Se a solidão e o abandono já eram um problema grave para este grupo etário — e as últimas reportagens televisivas sobre os lares ditos ilegais mostram bem a negligência que paira sobre ele — estas recentes calamidades vão torná-lo ainda mais grave.
Num dos países mais envelhecidos da União Europeia, o isolamento físico e social é um problema crescente — e não é exclusivo das zonas rurais e do interior. Pelo contrário, a solidão instala-se cada vez mais nos grandes centros urbanos, onde os vizinhos não se conhecem e não se falam. E onde não existem redes de apoio.
Talvez o exemplo recente mais chocante desta fragilidade social seja o da idosa, de 73 anos, que estava morta há dois anos, dentro do seu apartamento, num bairro do Porto, sem que os vizinhos ou as autoridades se apercebessem. Só o alerta da médica de família, que estranhou a sua ausência, levou a que o corpo fosse descoberto.
É urgente que, de uma vez por todas, se encontrem soluções para este problema adiado, fortemente agravado com a pandemia, mas nem por isso objeto de atenção especial. Falta coragem para fazer deste tema uma prioridade. Recorde-se que o que se passou com os mais velhos na covid-19 justificou em grande medida o PRR. Em vão…

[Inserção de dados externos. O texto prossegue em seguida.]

PR #1442, opened 2020-08-04
[test] Update libsci acc symlink test

victorusu:


cscs-checks/compile/libsci_acc_symlink.py
```diff
@@ -4,21 +4,40 @@
...
-                              'dom:login', 'dom:gpu',
-                              'tiger:login', 'tiger:gpu']
+
+        self.valid_systems = ['tiger:login', 'tiger:gpu']
+        regex = (r'libsci_acc_(?P<prgenv>[A-Za-z]+)_((?P<cver>[A-Za-z0-9]+)_)'
+                 r'?(?P<version>\S+)')
+        prgenv = re.match(regex, lib_name).group('prgenv')
+
+        #FIXME: Remove this logic after daint upgrade
+        if prgenv == 'gnu':
```
vkarak, line 32: Why don’t you simply check the Cray OS and CDT version with the utility functions in os_ext?

victorusu: That would also work. 
Should I use it?

victorusu: The implementation that uses `os_ext.cray_cdt_version()` doesn't change the number of lines, neither is simpler.
Because the logic is inverse. The classes are spawned and then we select if we add or not `dom` or `daint` based on the `lib_name`. While in a "normal" scenario you will be taking action about the environment based on the available CDT, but the systems would be already set.

vkarak: That's fine for me. I just made a suggestion in case you haven't considered.

PR #1451, opened 2020-08-11
[test] Remove LINKER workaround from tests

victorusu:


cscs-checks/mch/automatic_arrays_acc.py
```diff
@@ -79,18 +79,10 @@ def setflags(self):
...
-
-    @rfm.run_before('compile')
-    def cdt2006_pgi_workaround(self):
+    def cdt2008_pgi_workaround(self):
         cdt = os_ext.cray_cdt_version()
         if not cdt:
             return
 
-        if (self.current_environ.name == 'PrgEnv-pgi' and cdt == '20.06'):
+        if (self.current_environ.name == 'PrgEnv-pgi' and cdt == '20.08'):
```
vkarak, line 87: `>=` would have worked.

PR #1445, opened 2020-08-06
[test] Update tf2 Horovod check

henrique:

PR #1452, opened 2020-08-11
[test] Update the ipcmagic check to TF2

rsarm:


ekouts:
@jenkins-cscs retry all

cscs-checks/apps/jupyter/check_ipcmagic.py
```diff
@@ -14,7 +14,13 @@ def __init__(self):
         self.descr = 'Distributed training with TensorFlow using ipyparallel'
         self.valid_systems = ['daint:gpu', 'dom:gpu']
         self.valid_prog_environs = ['PrgEnv-gnu']
-        self.modules = ['ipcmagic', 'Horovod']
+        self.modules = ['ipcmagic']
+        # FIXME: Workaround until Dom and Daint are aligned
+        if self.current_system.name == 'daint':
+            self.modules.append('Horovod/0.19.1-CrayGNU-19.10-tf-2.2.0')
+        else:
+            self.modules.append('Horovod/0.19.1-CrayGNU-20.08-tf-2.2.0')
```
vkarak: Please use the trick proposed by @henrique in #1445.

vkarak (changes requested):

cscs-checks/apps/jupyter/check_ipcmagic.py
```diff
@@ -14,15 +15,16 @@ def __init__(self):
         self.descr = 'Distributed training with TensorFlow using ipyparallel'
         self.valid_systems = ['daint:gpu', 'dom:gpu']
         self.valid_prog_environs = ['PrgEnv-gnu']
-        self.modules = ['ipcmagic']
-        self.prerun_cmds = [
-            'module unload dask',
-            'module load Horovod/0.16.4-CrayGNU-19.10-tf-1.14.0'
+        # FIXME: The following will not be needed after the Daint upgrade
+        cray_cdt_version = os_ext.cray_cdt_version()  # or '19.10'
```
vkarak, line 19: Either remove the `or` comment or leave it as part of the statement. Technically, it's not needed, since I don't see the reason that `cray_cdt_version()` would return `None` on Daint or Dom, but it has no meaning as a comment here.

ekouts: I wanted to ask the same, why do we need the or? On daint it failed and it looks like it returns `None`. 
```
Horovod(60):ERROR:105: Unable to locate a modulefile for 'Horovod/0.19.1-CrayGNU-None-tf-2.2.0'
```
https://jenkins.cscs.ch/blue/organizations/jenkins/ReframeCI/detail/ReframeCI/3747/pipeline

rsarm: Yes, sorry. Pushed that by mistake. I was trying to understand why it gives `None` on Daint, as @ekouts pointed out.

vkarak: I confirm it doesn't work on Daint and the reason is because the path it looks for the default system CDT is not present on Daint.

vkarak (approved):

PR #1460, opened 2020-08-27
[bugfix] Add always units in the default reference tuple

### LINKED ISSUE #1447: Obliged to set references in RegressionTest?
Hi -- firstly, I'd like to say thanks for developing ReFrame, a really nice tool!

Today I wanted to update from a 3.1-dev2 commit (c027bc70) to the 3.1 release, but this appears to introduce a non-backwards-compatible change (also the current master gives me this issue).

A somewhat minimal example looks like this, with [this file](https://github.com/eth-cscs/reframe/blob/v3.0-dev6/tutorial/src/example_matrix_vector_multiplication.c) as 'sources/example_matrix_vector_multiplication.c':
```python
import reframe as rfm


@rfm.simple_test
class Example1Test(rfm.RegressionTest):
    def __init__(self):
        self.descr = 'Simple matrix-vector multiplication example'
        self.valid_systems = ['*']
        self.time_limit = '00d00h01m00s'
        self.sourcesdir = 'sources'
        self.sourcepath = 'example_matrix_vector_multiplication.c'
        self.build_system.cflags = ['-O2']
        self.executable_opts = ['1024', '100']
        self.sanity_patterns = sn.assert_found(
            r'time for single matrix vector multiplication', self.stdout)
        self.strict_check = False
        self.perf_patterns = {
            'time': sn.extractsingle(
                r'^time\sfor\ssingle\smatrix\svector\smultiplication\s(?P<perf>\S+)\ss$',
                self.stdout, 'perf', float),
        }

```
The setup/build/run/sanity steps seem to run fine, but the performance step crashes with
```
<path_to_reframe>/bin/reframe: unexpected error: not enough values to unpack (expected 5, got 4)
  File "<path_to_reframe>/reframe/frontend/cli.py", line 772, in main
    run_stats = runner.stats.json()
  File "<path_to_reframe>/reframe/frontend/statistics.py", line 143, in json
    val, ref, lower, upper, unit = ref
ValueError: not enough values to unpack (expected 5, got 4)
```
In 3.1 (or the current master), this can be solved by setting a 'reference' attribute like this:
```
        self.reference = {
            '<system>:<partition>': {
                'time': (0.0004, -0.1, 0.1, 's'),
            }
        }
```
but this was not needed in the prior version I was using. The different behavior is probably related to this commit: https://github.com/eth-cscs/reframe/commit/9705d69355f7e3e9071a5dfd38d06b62868d2dfb. Is this a bug, or are we now "forced" to set references, even if only interested in performance logging and not in performance checking by ReFrame?

teojgo:
Fixes #1447

### DIFF
--- a/reframe/core/pipeline.py
+++ b/reframe/core/pipeline.py
@@ -1436,10 +1436,7 @@ class RegressionTest(metaclass=RegressionTestMeta):
 
                 for var in variables:
                     name, unit = var
-                    ref_tuple = (
-                        0, None, None,
-                        unit or '(no unit specified)'
-                    )
+                    ref_tuple = (0, None, None, unit or '(no unit specified)')
                     self.reference.update({'*': {name: ref_tuple}})
 
             # We first evaluate and log all performance values and then we
--- a/reframe/core/pipeline.py
+++ b/reframe/core/pipeline.py
@@ -1436,7 +1436,7 @@ class RegressionTest(metaclass=RegressionTestMeta):
 
                 for var in variables:
                     name, unit = var
-                    ref_tuple = (0, None, None, unit or '(no unit specified)')
+                    ref_tuple = (0, None, None, unit)
                     self.reference.update({'*': {name: ref_tuple}})
 
             # We first evaluate and log all performance values and then we
--- a/reframe/core/pipeline.py
+++ b/reframe/core/pipeline.py
@@ -1436,10 +1436,10 @@ class RegressionTest(metaclass=RegressionTestMeta):
 
                 for var in variables:
                     name, unit = var
-                    ref_tuple = (0, None, None)
-                    if unit:
-                        ref_tuple += (unit,)
-
+                    ref_tuple = (
+                        0, None, None,
+                        unit or '(no unit specified)'
+                    )
                     self.reference.update({'*': {name: ref_tuple}})
 
             # We first evaluate and log all performance values and then we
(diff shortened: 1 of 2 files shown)


ekouts (approved):

teojgo:
@MaximeVdB can you check if this solves your problem?

reframe/core/pipeline.py
```diff
@@ -1436,10 +1436,7 @@ def check_performance(self):
 
                 for var in variables:
                     name, unit = var
-                    ref_tuple = (0, None, None)
-                    if unit:
-                        ref_tuple += (unit,)
-
+                    ref_tuple = (0, None, None, unit or '(no unit specified)')
```
vkarak, line 1439: I would keep the unit as `None`. The JSON schema allows it to be so.

```suggestion
                    ref_tuple = (0, None, None, unit)
```

reframe/frontend/statistics.py
```diff
@@ -273,11 +273,7 @@ def performance_report(self):
             for key, ref in t.check.perfvalues.items():
                 var = key.split(':')[-1]
                 val = ref[0]
-                try:
-                    unit = ref[4]
-                except IndexError:
-                    unit = '(no unit specified)'
-
+                unit = ref[4]
```
vkarak, line 276: Here leave it as before.

vkarak (changes requested):

vkarak (approved):
lgtm

MaximeVdB:
@teojgo Thanks, I did a quick test and this indeed solved the problem!

PR #1461, opened 2020-08-28
[bugfix] Use new the 2020 pip dependency resolver in the bootstrap script

vkarak:
This solves the following error when installing ReFrame's dependencies with the bootstrap script:

```
ERROR: After October 2020 you may experience errors when installing or updating packages. This is because pip will change the way that it resolves dependency conflicts.

We recommend you use --use-feature=2020-resolver to test your packages with the new resolver before it becomes the default.
```

This PR also disallows pip cache in the bootstrap script.


teojgo (approved):

vkarak:
@jenkins-cscs retry all

PR #2997, opened 2023-09-15
[bugfix] Respect execution order of overriden hooks

### LINKED ISSUE #2800: Do not change the order of execution of a base class hook when overriding it
Consider the following test:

A sociedade atual valoriza o bem-estar. Vamos então dar mais valor ao bem-estar dos nossos mais velhos, vamos transformar as suas vidas. E transformar não é ter como única alternativa a entrada num “lar” — ou asilo, como também lhe chamam, em tom depreciativo. Transformar é repensar o modelo de prestação de cuidados para esse grupo etário, antes de a dependência se tornar irreversível.
Aos hospitais continuam a chegar diariamente centenas de pessoas com doença crónica descompensada que acabam por ficar internadas indevidamente, os chamados “casos sociais”, ocupando camas de enfermaria durante meses e, por vezes, anos, sem qualquer solução à vista. Estas situações sobrecarregam os serviços de saúde e resultam, muitas vezes, da mesma realidade de isolamento: falta apoio social, resposta social ou acompanhamento no domicílio. O hospital torna-se, assim, a única resposta de segurança.
Portanto, impõe-se, desde já, criar condições para que os idosos permaneçam no seu domicílio. Uma solução que nos obriga a refletir sobre o modelo atual da sociedade, nomeadamente na flexibilização dos modelos de trabalho, no apoio às famílias cuidadoras e nos programas comunitários.
Reconheçamos a complexidade do problema e a necessidade de uma resposta estruturada, muito para lá do aumento de camas no setor social. É urgente repensar o envelhecimento, a forma como a sociedade cuida dos mais velhos, daqueles que já deram tanto de si. É tempo de olhar para todos eles com humanidade e gratidão, devolvendo-lhes o apoio, a rede e a dignidade que merecem.
Com fortes implicações na Solidariedade e Segurança Social, esta questão tem um impacto significativo na Saúde e, por isso, não pode ficar de fora do pacto, pretendido e reiterado pelo Presidente eleito António José Seguro. Trata-se de um problema que é de todos nós e, por isso, de todos exige uma resposta coletiva.